In a world filled with cyberattacks, phishing attempts, and data theft, this new functionality introduces the possibility of new potential attacks that could manipulate users into divulging sensitive information. While the integration of GPTs like ChatGPT4 enhances the capabilities of AI-driven responses, it also raises concerns about the potential misuse of this technology for malicious purposes.

Cybercriminals may exploit the improved context-awareness of ChatGPT to craft more convincing and targeted phishing messages, posing a greater threat to unsuspecting individuals and organizations. Therefore, as we embrace the advancements in AI, it becomes crucial to remain vigilant and prioritize cybersecurity measures to safeguard against these emerging risks.

For the sake of ethical hacking, transparency and awareness, here is what I did :

What if cybercriminals used ChatGPT directly in an automated manner ?

By immersing myself in the perspective of a cybercriminal seeking to exploit this new functionality, I have designed a model that I’ve named MyGPTherapist. This model leverages the enhanced context-awareness of AI language models to simulate conversations with users under the guise of providing therapeutic support with extra functionalities .

MyGPTherapist is designed to engage users in seemingly empathetic and personalized interactions, gradually steering the conversation towards the extraction of sensitive information.

As you can see, it contains a little extra something, it is programmed to constitute a customer form, no matter the first question, under the pretext of creating a patient file allowing a better experience, this form contain personal information on the person in the current session :

Once the model is created I can ask to share it with anyone who has the link :

When someone interested in a therapy clicks on the link they arrive on a ChatGPT modified page without any other previous information, the page asks the user to first say : I want a therapy

When the user makes the request like I want a therapy or anything else, a form is sent directly to them :

if the user sends personal information :

The MyGPTherapist starts the therapy with exfiltrating data :

Do not you see it ? NO ! you can’t ! because it is an invisible pixel loaded from my server, but looking at the source code you can see something strange :

The server loaded the 1 by 1 pixel image and added the personal information in the URL parameter.

From the cybercriminal point of view, this is what it looks like:

let’s break it down.

We have the IP address ( redacted for the POC) :

Information on temporality :

Exfiltrated form data :

and even the browser and operating system used :

I stepped into Jean Deau’s shoes and entered sometimes critical information :

MyGPTherapist keeps the information recorded and tracks interactions by sending personal information each time.

Even if the user asks if it’s a private session :

Nothing is transmitted for this message but even with this message the following questions will be transmitted :

Child protection

What I Think at this moment :

Tell me they at least thought about the safety of the children

Sorry, but it seems the answer is no.
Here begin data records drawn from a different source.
PR #36, opened 2019-01-04
graph-builder/registry: make client authentication non-blocking

lucab:
This refactors release-fecthing logic and makes all helper functions
more futures-friendly. That allows the removal of a blocking call, and
will make further chain-combinations easier in the future.

### DIFF
--- a/graph-builder/src/registry.rs
+++ b/graph-builder/src/registry.rs
@@ -15,6 +15,7 @@
 use cincinnati;
 use failure::{Error, Fallible, ResultExt};
 use flate2::read::GzDecoder;
+use futures::future;
 use futures::prelude::*;
 use release::Metadata;
 use serde_json;
@@ -59,10 +60,10 @@ pub fn read_credentials(
     })
 }
 
-pub fn authenticate_client(
-    client: &mut dkregistry::v2::Client,
+fn authenticate_client(
+    client: dkregistry::v2::Client,
     login_scope: String,
-) -> impl Future<Item = &dkregistry::v2::Client, Error = dkregistry::errors::Error> {
+) -> impl Future<Item = dkregistry::v2::Client, Error = Error> {
     client
         .is_v2_supported()
         .and_then(move |v2_supported| {
@@ -72,19 +73,21 @@ pub fn authenticate_client(
                 Ok(client)
             }
         })
-        .and_then(move |dclient| {
-            dclient.login(&[&login_scope]).and_then(|token| {
+        .and_then(move |mut dclient| {
+            dclient.login(&[&login_scope]).and_then(move |token| {
                 dclient
                     .is_auth(Some(token.token()))
                     .and_then(move |is_auth| {
                         if !is_auth {
                             Err("login failed".into())
                         } else {
-                            Ok(dclient.set_token(Some(token.token())))
+                            dclient.set_token(Some(token.token()));
+                            Ok(dclient)
                         }
                     })
             })
         })
+        .map_err(|e| format_err!("{}", e))
 }
 
 /// Fetches a vector of all release metadata from the given repository, hosted on the given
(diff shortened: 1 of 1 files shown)


graph-builder/src/registry.rs
```diff
@@ -131,36 +135,44 @@ pub fn fetch_releases(
...
-        // According to https://docs.docker.com/registry/spec/api/#listing-image-tags
-        // the tags should be ordered lexically but they aren't
-        .get_tags(&repo, Some(20))
+/// Fetch all tags for a repository, as a stream.
+///
+/// Tags order depends on registry implementation.
+/// According to [specs](https://docs.docker.com/registry/spec/api/#listing-image-tags),
+/// remote API should return tags in lexicographic order.
+/// However on Quay 2.9 this is not true.
+fn fetch_tags(
```
steveej: Why the rename?

graph-builder/src/registry.rs
```diff
@@ -98,28 +101,29 @@ pub fn fetch_releases(
...
+            let tags_stream = fetch_tags(auth_client, repo);
+            future::ok(tags_stream)
+        })
+        .flatten_stream()
+        .and_then(|(auth_client, tag)| fetch_layers_digests(auth_client, tag, repo))
+        .and_then(|(auth_client, tag, digests)| {
             find_first_release(
-                layer_digests,
-                authenticated_client.to_owned(),
+                auth_client,
```
steveej: Why swap and rename here?

graph-builder/src/registry.rs
```diff
@@ -131,36 +135,44 @@ pub fn fetch_releases(
...
-            Ok((tag, get_layer_digests(&manifest_kind, &manifest)?))
-        })
+        .and_then(move |(manifest_kind, manifest)| get_layer_digests(&manifest_kind, &manifest))
+        .map(move |digests| (client, tag, digests))
 }
 
 fn find_first_release(
-    layer_digests: Vec<String>,
     authenticated_client: dkregistry::v2::Client,
+    layer_digests: Vec<String>,
```
steveej: Why swap here?

graph-builder/src/registry.rs
```diff
@@ -98,28 +101,29 @@ pub fn fetch_releases(
...
-            &mut client,
-            format!("repository:{}:pull", &repo),
-        ))
-        .map_err(|e| format_err!("{}", e))?;
+        .map_err(|e| format_err!("{}", e));
 
-    let releases = get_tags(repo.to_owned(), authenticated_client)
-        .and_then(|tag| get_manifest_and_layers(tag, repo.to_owned(), authenticated_client))
-        .and_then(|(tag, layer_digests)| {
+    let releases = future::result(client)
```
steveej: How about creating or refactoring a function which consumes the `client` and incorporates some of the following `and_then`'s, thus abstracting some of the future specific mechanics here? It would also help readability by giving the functionality a name.

steveej (changes requested):
I'm not 100% convinced what the improvement is here. Please separate the sync->async changes from the renames/refactoring into two separate commits, as the latter seem mostly opinions on names and argument orders.

graph-builder/src/registry.rs
lucab: To have some consistency in parameter order across functions. They all take a client, in an arbitrary local order.

graph-builder/src/registry.rs
lucab: Because most functions around here are `get_foo`, but in some cases those are "get, as network fetches" and some are "get, as extract from in-memory data".

graph-builder/src/registry.rs
lucab: I'm fine with leaving this chain as-is for now. We'll need to revisit this later to fit caching and parallel fetches anyway.

lucab:
@steveeJ I have expunged all renames/moves and rebased to master, PTAL.

graph-builder/src/registry.rs
steveej: Is there a timely need for this PR? I for one don't see that so we can wait until there's time to revisit this PR.

lucab: I'm experimenting with making the scanning logic asynchronous and encapsulated in actix actors, which should be easier to parallelize. Removing the `block_on` as done in this PR is a pre-requisite for that, and a good cleanup in general.

steveej:
This has been implemented upstream in https://github.com/camallo/dkregistry-rs/commit/785f23a36944cf4c9a1cf179c024ffd725631658, which will be included in #195.

steveej:
Since #195 implemented this we can close here.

I tried by changing the profile and making the person younger but OpenIA does not seem to make a distinction :

Resulting from a data leak of minor’s personal information :

Again, even if the user requests privacy, the specific content of this message is not sent :

But the rest continues to be transmitted :

Attacker side :

From the attacker’s perspective, GPTs like MyGPTherapist provides a powerful tool for collecting personal information and conducting comprehensive monitoring of user interactions. With the enhanced context-awareness and persuasive conversational abilities of AI language models, the attacker can deceive users into revealing sensitive data without raising suspicion. This includes not only personal details but also potentially confidential and deep emotional information.
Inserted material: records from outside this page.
PR #37, opened 2019-01-07
OWNERS*: fix typo and make Luca an approver

steveej:
/cc @crawford


steveej:
The tests aren't working properly on prow until #11 is merged, so this needs to be forced.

Furthermore, MyGPTherapist’s ability to track the number of sessions conducted with the chatbot enables the attacker to monitor the extent of their engagement with potential targets. This information can be valuable for tailoring future interactions and maintaining a consistent facade, making it even more challenging for users to recognize the malicious intent behind the conversation.

We can imagine a session return with the information managed by a database to reassure the user that his information is indeed useful to return to what he said in another session for example.
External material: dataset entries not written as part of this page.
PR #38, opened 2019-01-08
*: introduce path-namespace CLI argument

steveej:
This gives the option to prefix all paths with a given namespace.

Contributes to https://jira.coreos.com/browse/CORS-957.

### DIFF
--- a/commons/Cargo.toml
+++ b/commons/Cargo.toml
@@ -1,0 +1,6 @@
+[package]
+name = "commons"
+version = "0.1.0"
+authors = ["Stefan Junker <mail@stefanjunker.de>"]
+
+[dependencies]
--- a/graph-builder/src/main.rs
+++ b/graph-builder/src/main.rs
@@ -43,6 +43,7 @@ fn main() -> Result<(), Error> {
 
     let state = graph::State::new();
     let addr = (opts.address, opts.port);
+    let graph_path = format!("/{}/v1/graph", opts.path_namespace);
 
     {
         let state = state.clone();
@@ -52,7 +53,7 @@ fn main() -> Result<(), Error> {
     server::new(move || {
         App::with_state(state.clone())
             .middleware(Logger::default())
-            .route("/v1/graph", Method::GET, graph::index)
+            .route(&graph_path, Method::GET, graph::index)
     })
     .bind(addr)?
     .run();
--- a/policy-engine/src/main.rs
+++ b/policy-engine/src/main.rs
@@ -3,6 +3,7 @@
 extern crate actix;
 extern crate actix_web;
 extern crate cincinnati;
+extern crate commons;
 extern crate env_logger;
 #[macro_use]
 extern crate failure;
@@ -56,10 +57,12 @@ fn main() -> Result<(), Error> {
     let state = graph::State {
         upstream: opts.upstream,
     };
+
+    let graph_path = format!("/{}/v1/graph", opts.path_namespace);
     server::new(move || {
         App::with_state(state.clone())
             .middleware(Logger::default())
-            .route("/v1/graph", Method::GET, graph::index)
+            .route(&graph_path, Method::GET, graph::index)
     })
     .bind((opts.address, opts.port))?
     .start();
--- a/Cargo.lock
+++ b/Cargo.lock
@@ -640,6 +640,7 @@ version = "0.1.0"
 dependencies = [
  "actix-web 0.7.13 (registry+https://github.com/rust-lang/crates.io-index)",
  "cincinnati 0.1.0",
+ "commons 0.1.0",
  "dkregistry 0.2.2-alpha.0 (git+https://github.com/camallo/dkregistry-rs.git?rev=b6573b0e2c18da6f1e50ebfc1a0d6b7ec3c8accf)",
  "env_logger 0.6.0 (registry+https://github.com/rust-lang/crates.io-index)",
  "failure 0.1.3 (registry+https://github.com/rust-lang/crates.io-index)",
@@ -1164,6 +1165,7 @@ dependencies = [
  "actix 0.7.6 (registry+https://github.com/rust-lang/crates.io-index)",
  "actix-web 0.7.13 (registry+https://github.com/rust-lang/crates.io-index)",
  "cincinnati 0.1.0",
+ "commons 0.1.0",
  "env_logger 0.6.0 (registry+https://github.com/rust-lang/crates.io-index)",
  "failure 0.1.3 (registry+https://github.com/rust-lang/crates.io-index)",
  "futures 0.1.25 (registry+https://github.com/rust-lang/crates.io-index)",
--- a/Cargo.lock
+++ b/Cargo.lock
@@ -300,6 +300,10 @@ dependencies = [
 ]
 
 [[package]]
+name = "commons"
+version = "0.1.0"
+
+[[package]]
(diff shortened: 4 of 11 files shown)


cincinnati/src/lib.rs
```diff
@@ -19,6 +19,8 @@ extern crate serde;
 #[macro_use]
 extern crate serde_derive;
 
+pub mod common;
```
lucab: The `cincinnati` crate so far is a client library for graph manipulation (which I was hopefully planning to re-use in the fedora-coreos agent). I think this may not belong here.

policy-engine/src/main.rs
```diff
@@ -44,10 +44,11 @@ fn main() -> Result<(), Error> {
         .init();
 
     // Metrics service.
+    let metrics_path = opts.path_namespace.clone() + "/metrics";
     server::new(move || {
         App::new()
             .middleware(Logger::default())
-            .route("/metrics", Method::GET, metrics::serve)
+            .route(&metrics_path, Method::GET, metrics::serve)
```
lucab: This is on a different port, and not exposed as a public API. I think it shouldn't be prefix.

policy-engine/src/main.rs
```diff
@@ -56,10 +57,12 @@ fn main() -> Result<(), Error> {
     let state = graph::State {
         upstream: opts.upstream,
     };
+
+    let graph_path = opts.path_namespace.clone() + "/v1/graph";
```
lucab: If I'm reading the ticket correctly, this will result in `/api/updates_mgmt/v1/v1/graph` for both services. What's the semantic difference between the two `v1`? Is it fine that they are duplicated?

cincinnati/src/common.rs
```diff
@@ -0,0 +1,8 @@
+/// Adds "/" if the input is not empty
+pub fn parse_path_namespace(path_namespace: &str) -> String {
+    if path_namespace == "" {
+        path_namespace.to_string()
+    } else {
+        "/".to_owned() + path_namespace
```
lucab: You may want to take care of existing leading and trailing slashes, to avoid having (leading or trailing) `//` in the final string.

cincinnati/src/common.rs
```diff
@@ -0,0 +1,8 @@
+/// Adds "/" if the input is not empty
```
lucab: I think the actual logic you want is something like "make sure any (optional) namespace starts with a slash and ends without one".

policy-engine/src/main.rs
steveej: I *think* they would use `api/updates_mgmt` as the namespace but I don't know exactly. Anyway from Cincinnati perspective the namespace is opaque and we shouldn't care about the content.

cincinnati/src/common.rs
steveej: The docstring mentions that it must be provided without leading `/`, but I can handle it in the code as well if you think it's necessary.

cincinnati/src/common.rs
steveej: See above, I relied on the user to provide a correct string as this is only a compatibility feature.

policy-engine/src/main.rs
lucab: I see. I was just confused about version prefixes semantics.

cincinnati/src/common.rs
lucab: Not necessary (can be done at any later point if we still want), but if this become deployable by the general audience, I can foresee human mistakes (or plainly not reading the help docs). Feel free to leave it for now.

cincinnati/src/common.rs
lucab: Ack.

cincinnati/src/lib.rs
steveej: I wanted to discuss this before merging, thanks for bringing it up. Do we want a 4th crate in the repo named "common"?

cincinnati/src/common.rs
```diff
@@ -0,0 +1,17 @@
...
+use self::regex::Regex;
+use failure::Error;
+
+/// Strip any leading and trailing slashes
+pub fn parse_path_namespace(path_namespace: &str) -> Result<String, Error> {
+    if path_namespace == "" {
+        return Ok(path_namespace.to_string());
+    };
+
+    let stripped_leading = Regex::new(r"^/+")?.replace(path_namespace, "").to_string();
```
lucab: Just out of curiosity, why not https://doc.rust-lang.org/std/string/struct.String.html#method.trim_start_matches?

cincinnati/src/lib.rs
lucab: That looks cleaner (maybe a bit overkill for a single function?).

steveej: I moved it to a new crate anyway. I hope the single function doesn't feel too lonely :upside_down_face:

cincinnati/src/common.rs
steveej: Simply because I missed it while reading through the docs :-) even better there's one which works for prefixes and suffixes in the same call!

commons/Cargo.toml
```diff
@@ -0,0 +1,7 @@
+[package]
+name = "commons"
+version = "0.1.0"
+authors = ["Stefan Junker <mail@stefanjunker.de>"]
+edition = "2018"
```
lucab: Other crates are at an older edition (they should be updated at some point), I'm not sure if that's an issue.

graph-builder/src/main.rs
```diff
@@ -13,6 +13,8 @@
 // limitations under the License.
 
 extern crate actix_web;
+extern crate cincinnati;
+extern crate failure;
```
lucab: I think this may be a leftover, but I didn't check the actual warnings.

commons/Cargo.toml
steveej: This is the default now when you `cargo init ..`, so I didn't consciously set this. I'd take the chance to see if it causes trouble eventually, it hasn't as of now ;-)

steveej:
All comments addressed @lucab, PTAL.

commons/Cargo.toml
crawford: That's going to require Rust 1.31, which Red Hat doesn't support. We should drop back to 2015 for now.

steveej: Who can bump Rust in Red Hat? It's the latest stable so I don't expect much push back. Anyway, removing this doesn't hurt anything

lucab: I know we currently have a 1.29 requirement for coreos-metadata (see https://github.com/coreos/coreos-metadata/pull/127#issuecomment-447907284), because we need to build that as a normal rpm in a RHEL/fedora/centos buildroot.

However cincinnati is currently built in a custom container (now at 1.31) and there is no minimum version check in CI, so it is effectively already at 1.31.

lucab:
(for reference, my previous reviews were rejected due to the same permission mismatch as https://github.com/openshift/installer/pull/588#issuecomment-438583520)

commons/Cargo.toml
steveej: @lucab I'm pretending we actually depend on the RHEL build pipeline at one point. We only have CD from the app-sre system and not from the openshift system. AFAIU the latter will require to use official build images instead of custom ones, but we'll see ;-)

Spraying with different model

By spreading links containing this type of malicious payload, ChatGPT4 turns into a formidable phishing spyware tool disguised as a psychotherapist or any professional harvesting the most hidden secrets of users seeking help without their knowledge.

An attacker could use this attack to spread links with different qualifications and usage :

With the same result :

Is there a way to protect yourself ?

As I demonstrated before the ChatGPT4 seems to remain aware of the criticality of the data it manipulates, even if he leaks it, he understands that this information is different from other basic information. We can therefore take this understanding to our advantage by prohibiting the model from persistently transmitting information, by doing fine-tuning , like with this prompt for example:

"Hello [ChatBot], I would like to talk about [your chosen topic], but please do not use or mention any URLs, Image or any content stay offline and avoid including personal data or details about what I say. Please provide a concise and informative response directly here. If any of my personal informations is used or manipulated please warn me and stop what you doing. Thank you."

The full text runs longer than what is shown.